KubeAI administrators can define system-wide autoscaling settings by setting the following Helm values (for the kubeai/kubeai chart):

Example:

# helm-values.yaml
modelAutoscaling:
  interval: 15s
  timeWindow: 10m
# ...

Model Settings

The following settings can be configured on a model-by-model basis.

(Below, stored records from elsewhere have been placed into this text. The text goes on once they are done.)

PR #2632, opened 2023-07-05
Improve cyclic import handling

### LINKED ISSUE #2631: Can create cyclic imports by importing the self address
### Issue to be solved

When a contract imports an address that is the same address as the contract is deployed to, it creates a cycle right after the deployment.

e.g:
Assume the below contract is deployed to `0x01`.
```cadence
import 0x01

access(all) contract Foo {}
```

Since there are no contracts existing in `0x01`, there is no cycle before the deployment. 
But as soon as `Foo` is delpoyed, then importing the same address as itself, would be equivalent to importing `Foo` itself.

### Suggested Solution

Reject these cyclic imports at the time of deployment.

SupunS:
Closes #2631

## Description

When a contract imports an address that is the same address as the contract is deployed to, it creates a cycle right after the deployment.

e.g:
Assume the below contract is deployed to `0x01`.

```cadence
import 0x01

access(all) contract Foo {}
```

Since there are no contracts existing in `0x01`, there is no cycle before the deployment. 
But as soon as `Foo` is delpoyed, then importing the same address as itself, would be equivalent to importing `Foo` itself.

This PR reject such deployments.

______

### DIFF
--- a/runtime/sema/check_import_declaration.go
+++ b/runtime/sema/check_import_declaration.go
@@ -45,7 +45,7 @@ func (checker *Checker) VisitImportDeclaration(declaration *ast.ImportDeclaratio
 	})
 }
 
-func (checker *Checker) declareImportDeclaration(declaration *ast.ImportDeclaration) Type {
+func (checker *Checker) declareImportDeclaration(declaration *ast.ImportDeclaration) {
 	locationRange := ast.NewRange(
 		checker.memoryGauge,
 		declaration.LocationPos,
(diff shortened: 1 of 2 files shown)


runtime/sema/check_import_declaration.go
```diff
@@ -45,27 +45,52 @@ func (checker *Checker) VisitImportDeclaration(declaration *ast.ImportDeclaratio
...
+	// Then this could create a cycle, as soon the current contract is deployed.
+	// e.g:
+	//    import 0x01
+	//    access(all) contract Foo {}
+	//
+
+	if len(identifiers) == 0 {
+		if currentProgramLocation, ok := checker.Location.(common.AddressLocation); ok {
+			if importLocation, ok := declaration.Location.(common.AddressLocation); ok {
+				if currentProgramLocation.Address == importLocation.Address {
```
turbolent, line 75: Is there a particular reason why we do this for address locations specifically? Should we generalize this to any location kind?

SupunS: Not sure if we need this for other location types: i.e. AFAIU this can only occur for deployed contracts (hence address locations)

turbolent (approved):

NOTE: Updates to model settings will be applied upon scale up of additional model Pods. You can force-restart model servers by running kubectl delete pods -l model=<model-name>.

Model settings: helm

If you are managing models via the kubeai/models Helm chart, you can use:

# helm-values.yaml
catalog:
  model-a:
    # ...
    minReplicas: 1
    maxReplicas: 9
    targetRequests: 250
    scaleDownDelaySeconds: 45
  model-b:
    # ...
    disableAutoscaling: true
# ...

Re-running helm upgrade with these additional parameters will update model settings in the cluster.

Model settings: kubectl

You can also specify the autoscaling profile directly via the Models custom resource in the Kubernetes API:

apiVersion: kubeai.org/v1
kind: Model
metadata:
  name: my-model
spec:
  # ...
  minReplicas: 1
  maxReplicas: 9
  targetRequests: 250
  scaleDownDelaySeconds: 45

If you are already managing models using Model manifest files, you can make the update to your file and reapply it using kubectl apply -f <filename>.yaml.